How Google became Microsoft: A decade of hits, misses and gaffes
The Noughties weren't always nice
Most wanted of the decade: MySQL and JBoss
Imagine the world without MySQL and JBoss. That world existed just last decade, when you handed over tens of thousands of dollars per CPU for a database or application server from IBM, Oracle, or BEA Systems. And you had no rights to the code.
MySQL and JBoss paved the way for an enterprise and web development boom during The Noughties because their small footprints and free code let developers get up and running in no time - and at little cost. JBoss with its colorful and outspoken chief executive Marc Fleury, and MySQL with its ever likable Finn CEO Marten Mickos, built and delivered stuff people wanted, liked, and actually felt good about using. Of course, neither made money. That was why they succeeded. But it was also their curse.
Such was their charm, their growing presence among developers and their disruptive influence that they soon caught the eye of, yes, corporate interests. JBoss became the subject of an intense courtship between Oracle and Red Hat, while MySQL fell into the arms of Sun, hoping a little of the open-source magic would rub off. Now, MySQL looks like it's headed to Oracle too.
Survivor of the decade: Windows XP
Windows XP shipped in October 2001, and according to the standard Microsoft roadmap, the plan was to replace it with Longhorn (eventually known as Windows Vista) in 2004. But only now - 2009 - is the end in sight for Windows XP, as Microsoft heavily discounts the new Windows 7 to persuade people to finally upgrade and move on.
How did it happen that a company that liked to deliver a new version of its core product every three years got stuck with something for eight? A combination of hubris, bad planning and fate.
First, there were the worms that slammed Windows XP and Internet Explored 6 out of the gate and crippled millions of PCs worldwide between 2000 and 2003. Microsoft responded with a service pack that rewrote Windows XP around security, thereby diverting from the work of Longhorn and delaying it while helping to perpetuate Windows XP.
Then, the Longhorn that Microsoft had started building in 2001 was dumped in 2004 after two years' work. Microsoft realized it couldn't deliver on the ambitious vision that Bill Gates had outlined without incurring further delays. When Longhorn shipped as Windows Vista, it broke compatibility with too many partner applications and hardware, and killed the performance of the average PC.

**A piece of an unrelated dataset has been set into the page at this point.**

PR #1743, opened 2024-09-26
feat: Update default color ModalHeading DrawerHeading

franziiiini:
## Description of the change

After updating the `Heading` default color ( in https://github.com/Localitos/pluto/pull/1731), we realized that there are still headings using the prior color. With this change we should have address all headings and have the same color.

Naturally, customers and partners stayed on Windows XP. Then came the surprise arrival of netbooks. With their small form factors, they needed an operating system that wasn't a performance hog. Netbook OEMs opted for Windows XP too.
Throughout, Microsoft has had to extend the ability of PC makers and retailers to sell XP. Some, like Dell, publicly thumbed their nose at Microsoft by continuing to offer the aging OS. This, in turn, forced Microsoft to extend its own official support for the operating system.
Some might argue that IE 6 is the decade's great survivor, given that eight years after it shipped, it still has around 20 per cent market share. Many large corporations, like Orange, still standardize on the thing.
But IE is free, and it's Windows where Microsoft makes its money. Despite Microsoft's best efforts to replace XP and move on with a new wave of upgrades, Microsoft spent The Noughties stuck with a major product it was reluctantly forced to keep breathing new life into - a move that only further enhanced Windows XP's survivor status while keeping Microsoft tied to its past.